Write the quartic equation $4x^4+12x^3-35x^2-300x+625$ as the product of two quadratic expressions. Write the quartic expression 
$4x^4+12x^3-35x^2-300x+625$ 
as the product of two quadratic expressions with real coefficients.
I would like to know the way of solving it other than solving with the simultaneous equation. 
 A: From the rational root test we get $x=5/2$ as a double root.
Thus we have a factor of $(x-2.5)^2 = x^2-5x+6.25$
Upon dividing by $x^2-5x+6.25$ and bringing $4$ into the first factor we can factor it as
$$4x^4+12x^3-35x^2-300x+625=(4x^2-20x+25)(x^2+8x+25)$$
but obviously you do not have real roots for the second one.
I do not know if it is even possible to factor it as required   
A: By the rational root theorem, if there is a rational root $p/q$ with $\gcd(p,q)=1$ then $p$ divides $625=5^4$ and $q$ divides $4=2^2$.
Note that if you find such root then $(qx-p)$ divides your polynomial.
Here we are quite lucky because it turns out $p/q=5/2$ is a double root.
So it suffices to divide your polynomial by $(2x-5)^2$ and you will find the second quadratic factor.
A: By the Ruffini's theorem, I have that $x=\frac{5}{2}$ is a rational zero of the polynomial. So, dividing by $x-\frac{5}{2}$, I have: $P(x)=(x-\frac{5}{2})(4x^3+22x^2+20x-250)=(x-\frac{5}{2})$. Using another time Ruffini's theorem, I have $\frac{5}{2}$ a zero, so $P(x)$ becomes: $$P(x)=2(x-\frac{5}{2})^2(x^2+8x+25)$$ $x^2+8x+25$ is irriducibile in $R$, so the factorization stop.
A: Let
$$f(x)=4x^4+12x^3-35x^2-300x+625$$
Use Rational Root Theorem to find at least 1 root, using the theorem, we can see that:
$a_0=625$, $a_4=4$
The dividers of $a_0=625$ are: $1, 5, 25, 125 , 625$
The dividers of $a_4$=4 are: $1,2 , 4$
So, we check the following numbers: +/- $\frac{1,5,25,125,625}{1,2,4}$.
Out of the above step, we discover that $f(\frac{5}{2})=0$.
Notice that $f'(x)=16x^3+36x^2-70x-300=0$ has a real root at $\frac{5}{2}$ also.
This hints to the fact that $\frac{5}{2}$ is a double root for the main equation $f(x)$.
Since $\frac{5}{2}$ is a root then $(2x-5)$ is a factor.
and since its a repeated root, then $(2x-5)(2x-5)$ are factors.
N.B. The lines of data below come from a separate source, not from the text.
PR #2323, opened 2025-07-11
Improve Strapi schemas components

aaschlote:
### Background
To render our list of components on the page, we need to set the key props for the React components (it's mandatory). We use the function `keyFromElement` to get the key, using the `__component` and `id`. The `id` can be undefined for the current schemas, however Strapi always returns an `id`, making the `id` for the schemas redundant.

### Changes

- For page components, use the schema `HasStrapiIdSchema` to force the component have an `id`,
- Remove __component from the `transform` and add to object schema of the components
- Add `id` as props for ListItems and InfoBoxItems
- Get rid of `id` for the `StrapiImageSchema`.

### Following changes
I will do the same changes for components inputs. I haven't done it yet, because it might have too many changes

### DIFF
--- a/app/components/InfoBoxItem.tsx
+++ b/app/components/InfoBoxItem.tsx
@@ -11,6 +11,7 @@ import Image, { type ImageProps } from "./Image";
 import RichText from "./RichText";
 
 export type InfoBoxItemProps = {
+  id: number; // Strapi id
   identifier?: string;
   label?: HeadingProps;
   headline?: HeadingProps;
--- a/app/components/InfoBox.tsx
+++ b/app/components/InfoBox.tsx
@@ -27,17 +27,7 @@ const InfoBox = ({
           data-testid="info-box-item-container"
         >
           {items.map((item) => (
-            <InfoBoxItem
-              separator={separator}
-              {...item}
-              key={
-                item.identifier ??
-                item.headline?.text ??
-                item.content ??
-                item.label?.text ??
-                ""
-              }
-            />
+            <InfoBoxItem separator={separator} {...item} key={item.id} />
           ))}
         </div>
       )}
--- a/app/components/__test__/InfoBox.test.tsx
+++ b/app/components/__test__/InfoBox.test.tsx
@@ -3,6 +3,7 @@ import InfoBox from "~/components/InfoBox";
 
 const mockInfoBoxItems = [
   {
+    id: 10,
     label: undefined,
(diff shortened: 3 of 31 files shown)


chohner:
nice idea with the `id` 👍🏼 

I stumbled upon the same thing with the mising `__component`. its only in the schema if the component is used in a freeform field (and not if they are just part of a page), so its safer to just always append it in the transform. I also tried `z.literal('x').default('x')` to avoid some useless transforms but that also doesn't work :/

aaschlote:
> nice idea with the `id`, although specifying them for testing is kinda annoying
> 
> I stumbled upon the same thing with the mising `__component`. its only in the schema if the component is used in a freeform field (and not if they are just part of a page), so its safer to just always append it in the transform. I also tried `z.literal('x').default('x')` to avoid some useless transforms but that also doesn't work :/

It seems for the nested component, Strapi decided not to added the `__component`, so we have live without them for nested component. More info [here](https://github.com/strapi/strapi/issues/8453#issuecomment-1511018764)

Spencer6497 (approved):

app/components/InfoBoxItem.tsx
```diff
@@ -11,6 +11,7 @@ import Image, { type ImageProps } from "./Image";
 import RichText from "./RichText";
 
 export type InfoBoxItemProps = {
+  id: number; // Strapi id
```
chohner, line 14: why do we pass the strapi id to out info box props? Using it for React's `key` doesn't require adding it to the element props

aaschlote: do you mean do something like this? 
image

aaschlote: I find this approach a bit odd for a couple of reasons:

- Relying on multiple optional fields to define a key makes the code harder to read and maintain.
- There's a non-zero risk of duplicate values among the optional keys, which could cause rendering issues. While unlikely, it's still a possibility we should consider.

Regarding the tests: our focus should be on testing behavior, not on how difficult something is to test. If we start designing components or logic primarily around testability rather than clarity and correctness, we're prioritizing the wrong concern. Clean, well-structured code is easier to test naturally—tests should adapt to the code, not dictate its structure.

Since Strapi provides a unique identifier, we can use that as the key. It keeps the code simpler and more reliable.

For these reasons, I’ll keep the changes as they are.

You could now divide f(x) by its factors, to get the other a second degree equation with complex roots
$$\frac{4x^4+12x^3-35x^2-300x+625}{\left(2x-5\right)\left(2x-5\right)}=x^2+8x+25$$
Now we can write:
$$4x^4+12x^3-35x^2-300x+625=(2x-5)^{2}(x^2+8x+25)$$
Note that maybe a numerical solution could get you the first root faster.